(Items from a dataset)
######

PR #4510, opened 2026-09-11
[iOS] add SPM build support

kacperzolkiewski:
## Description

This PR adds

- support for Swift Package Manager on iOS
- ios-spm-build-test.yml workflow to test SPM build on CI

CocoaPods support is preserved.

### CocoaPods

Run basic-example app and test if it builds and works properly.

### SPM

Manual verification with a blank RN **0.87.x** app:

1. `npx @react-native-community/cli@latest init MyApp`
2. `cd packages/react-native-gesture-handler && yarn && yarn build && npm pack`
3. Go to `MyApp` project
4. copy generated `react-native-gesture-handler-2.29.0.tgz` into it
5. add `react-native-gesture-handler: './react-native-gesture-handler-2.29.0.tgz'` dependency inside `package.json`
6. `npm install`
7. `npx react-native spm scaffold --deintegrate --yes`
8. `npm run ios`
9. MyApp should build and work properly.
10. You can add some basic `react-native-gesture-handler` usage to AppContent to check if everything is linked properly at runtime.

#### Worklets + GH test
11. install `"react-native-worklets": "0.13.0-nightly-20260913-5336bb7f4"`
12. repeat steps 7-8
13. You can add some basic `react-native-worklets` usage to AppContent to check if everything is linked properly at runtime.

Build iOS (SPM) ci job should pass

### DIFF
--- a/.github/workflows/ios-spm-build-test.yml
+++ b/.github/workflows/ios-spm-build-test.yml
@@ -1,0 +1,97 @@
+name: Build iOS (SPM)
+
+on:
+  pull_request:
+    paths:
+      - packages/react-native-gesture-handler/Package.swift
+      - packages/react-native-gesture-handler/package.json
+      - packages/react-native-gesture-handler/react-native.config.js
+      - packages/react-native-gesture-handler/package.json
+      - packages/react-native-gesture-handler/RNGestureHandler.podspec
+      - packages/react-native-gesture-handler/apple/**
+      - packages/react-native-gesture-handler/shared/**
+      - packages/react-native-gesture-handler/src/**
+      - rnrepo.config.json
+      - yarn.lock
+      - '!packages/react-native-gesture-handler/src/**/*.test.*'
+      - .github/workflows/ios-spm-build-test.yml
+  push:
+    branches:
+      - main
+  workflow_dispatch:
+
+concurrency:
+  group: ios-spm-${{ github.ref }}
+  cancel-in-progress: true
+
+jobs:
+  ios-spm-isolated:
+    if: github.repository == 'software-mansion/react-native-gesture-handler'
+
+    runs-on: macos-26-xlarge
+    timeout-minutes: 60
+
+    env:
+      APP_NAME: GHSpmTest
+
+    steps:
+      - name: checkout
+        uses: actions/checkout@v4
+
+      - name: Select Xcode
+        run: |
+          XCODE_APP="/Applications/Xcode_26.4.1.app"
+          if [ ! -d "$XCODE_APP" ]; then
+            echo "Xcode 26.4.1 is not installed on this runner. Available:" >&2
+            ls -d /Applications/Xcode*.app >&2
+          fi
+          echo "Using $XCODE_APP"
+          echo "DEVELOPER_DIR=$XCODE_APP/Contents/Developer" >> "$GITHUB_ENV"
+          DEVELOPER_DIR="$XCODE_APP/Contents/Developer" xcodebuild -version
+
+      - name: Use Node.js 24
+        uses: actions/setup-node@v6
+        with:
+          node-version: 24
+          cache: yarn
+
+      - name: Read React Native version
+        id: rn-version
+        run: |
+          RN_VERSION=$(node -p "require('./packages/react-native-gesture-handler/package.json').devDependencies['react-native']")
+          echo "version=$RN_VERSION" >> "$GITHUB_OUTPUT"
+
+      - name: Install monorepo dependencies
+        run: yarn --immutable
+
+      - name: Build and pack library
+        working-directory: packages/react-native-gesture-handler
+        run: |
+          yarn build
+          mkdir -p /tmp/packs
+          npm pack --pack-destination /tmp/packs
+          echo "GH_TARBALL=$(ls /tmp/packs/react-native-gesture-handler-*.tgz)" >> "$GITHUB_ENV"
+
+      - name: Create blank RN app
+        run: |
+          npx @react-native-community/cli@latest init "${{ env.APP_NAME }}" \
+            --version "${{ steps.rn-version.outputs.version }}"
+
+      - name: Install GH from tarball
+        working-directory: ${{ env.APP_NAME }}
+        run: npm install "${{ env.GH_TARBALL }}"
+
+      - name: SPM scaffold
+        working-directory: ${{ env.APP_NAME }}
+        run: npx react-native spm scaffold --deintegrate --yes
+
+      - name: Build iOS (SPM)
+        working-directory: ${{ env.APP_NAME }}/ios
+        run: |
+          xcodebuild build \
+            -project "${{ env.APP_NAME }}.xcodeproj" \
+            -scheme "${{ env.APP_NAME }}" \
+            -configuration Debug \
+            -sdk iphonesimulator \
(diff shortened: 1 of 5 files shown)


.github/workflows/ios-spm-build-test.yml
```diff
@@ -0,0 +1,173 @@
...
+
+concurrency:
+  group: ios-spm-${{ github.ref }}
+  cancel-in-progress: true
+
+jobs:
+  ios-spm-isolated:
+    if: github.repository == 'software-mansion/react-native-gesture-handler'
+
+    runs-on: macos-26-xlarge
```
m-bert: Do we need `xlarge`? Those are not free and I'd like to avoid adding them if unnecessary

.github/workflows/ios-spm-build-test.yml
```diff
@@ -0,0 +1,173 @@
...
+            -scheme "${{ env.APP_NAME }}" \
+            -configuration Debug \
+            -sdk iphonesimulator \
+            -destination 'generic/platform=iOS Simulator' \
+            -quiet
+
+  ios-spm-with-worklets:
+    if: github.repository == 'software-mansion/react-native-gesture-handler'
+
+    runs-on: macos-26-xlarge
```
m-bert: Same here

.github/workflows/ios-spm-build-test.yml
```diff
@@ -0,0 +1,173 @@
...
+        run: |
+          xcodebuild build \
+            -project "${{ env.APP_NAME }}.xcodeproj" \
+            -scheme "${{ env.APP_NAME }}" \
+            -configuration Debug \
+            -sdk iphonesimulator \
+            -destination 'generic/platform=iOS Simulator' \
+            -quiet
+
+  ios-spm-with-worklets:
```
m-bert: Actually, do we need this? I think the first one is enough. I'm not against having it, I just don't think we need another CI for this specific case (cc @j-piasecki)

.github/workflows/ios-spm-build-test.yml
```diff
@@ -0,0 +1,173 @@
...
+      - name: Build iOS (SPM)
+        working-directory: ${{ env.APP_NAME }}/ios
+        run: |
+          xcodebuild build \
+            -project "${{ env.APP_NAME }}.xcodeproj" \
+            -scheme "${{ env.APP_NAME }}" \
+            -configuration Debug \
+            -sdk iphonesimulator \
+            -destination 'generic/platform=iOS Simulator' \
+            -quiet
```
m-bert:
```suggestion
            -quiet

```

New line 😅

packages/react-native-gesture-handler/include/.gitkeep
m-bert, line 1: Is this the only way to handle the build failure?

.github/workflows/ios-spm-build-test.yml
m-bert: Also if we decide to keep it, wouldn't using 

```yml
matrix:
        worklets: [false, true]
```

be cleaner approach?

packages/react-native-gesture-handler/Package.swift
```diff
@@ -0,0 +1,83 @@
...
+import Foundation
+import PackageDescription
+
+let packageDirectory = Context.packageDirectory
+
+func rnWorkletsPackageExists() -> Bool {
+    let url = URL(fileURLWithPath: packageDirectory)
+        .appendingPathComponent("../RNWorklets/Package.swift")
+    return FileManager.default.fileExists(atPath: url.path)
+}
```
m-bert, line 13: During my investigation with Claude I've found out that using `'../RNWorklets/Package.swift'` is wrong and it should use `.deletingLastPathComponent()` instead:

```swift
func rnWorkletsPackageExists() -> Bool {
    let url = URL(fileURLWithPath: packageDirectory)
        .deletingLastPathComponent()
        .appendingPathComponent("RNWorklets/Package.swift")
    return FileManager.default.fileExists(atPath: url.path)
}
```

otherwise Worklets are not correctly linked and using StateManager throws error. Could you look more into it?

.github/workflows/ios-spm-build-test.yml
m-bert: And yet another thing that may be useful if we decide to keep that, maybe we should add one block that actually checks if Worklets were linked correctly? For more context check my `Package.Swift` comment

```yml
- name: Assert worklets are linked into RNGestureHandler
  working-directory: ${{ env.APP_NAME }}
  run: |
    swift package --package-path ios/build/generated/autolinking show-dependencies --format dot \
      | grep 'libs/RNGestureHandler" -> ".*libs/RNWorklets"'
```

packages/react-native-gesture-handler/Package.swift
```diff
@@ -0,0 +1,83 @@
...
+
+let useWorklets = rnWorkletsPackageExists()
```
m-bert, line 15: On main we also check for Worklets version, I assume the drop is intentional, right?

m-bert (commented):
Thank you ❤️ 

Left few comments, please address them

packages/react-native-gesture-handler/Package.swift
kacperzolkiewski: Interesting. I tested it in a blank app with Worklets, and it builds and works properly. I'll look into that.

.github/workflows/ios-spm-build-test.yml
kacperzolkiewski: Yes you're right, there is no need to use xlarge, fixed

.github/workflows/ios-spm-build-test.yml
kacperzolkiewski: Done :D

packages/react-native-gesture-handler/include/.gitkeep
kacperzolkiewski: With the empty `include` directory, we're aligned with SPM's default behavior, so I don't think there's anything wrong with it. I tried setting `apple` as the `publicHeadersPath`, for example, but then I got an error like this:
`umbrella header found at .../apple/RNGestureHandler.h, but directories exist next to it: .../Handlers, .../RNGestureHandler.xcodeproj`

packages/react-native-gesture-handler/Package.swift
kacperzolkiewski: Yes that is intentional. I'm not sure if there's a reason to check whether Worklets is` >= 0.8.0`, because even if we use Gesture Handler with an older version of Worklets, the build would still fail since Worklets doesn't support SPM yet. SPM support will probably be available in one of the next versions, 0.13.0 or 0.12.3 so it is deffinitely higher than 0.8.0.

packages/react-native-gesture-handler/Package.swift
kacperzolkiewski: Nice catch! It worked when I was using features directly from `react-native-worklets`, but when using something like `StateManager` that is using worklets on its own, as you pointed out, it was broken. Fixed, thanks!

.github/workflows/ios-spm-build-test.yml
kacperzolkiewski: I applied suggested changes with matrix and linking check

m-bert (approved):
Thank you ❤️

######

If a line of the entries above holds the word "FileManager", count it; report only how many such lines there are.

2